Excerpted data =

PR #493, opened 2024-05-27
docs: list_action_group

AkshatJawne:
Resolves https://github.com/deephaven/deephaven-plugins/issues/483

Changes Implemented:
- Added documentation for list_action_group component

### DIFF
--- a/plugins/ui/src/deephaven/ui/components/list_action_group.py
+++ b/plugins/ui/src/deephaven/ui/components/list_action_group.py
@@ -29,7 +29,7 @@ ActionMenuItem = Union[Stringable, ItemElement]
 ListActionMenuElement = Element
 
 
-def list_action_menu(
+def list_action_group(
     *children: ActionMenuItem,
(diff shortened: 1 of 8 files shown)


AkshatJawne:
Will look into failures here

plugins/ui/src/deephaven/ui/components/list_action_group.py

Task = For the entries above, state how many lines contain the word "components". Provide the number by itself.

Answer for the task = 3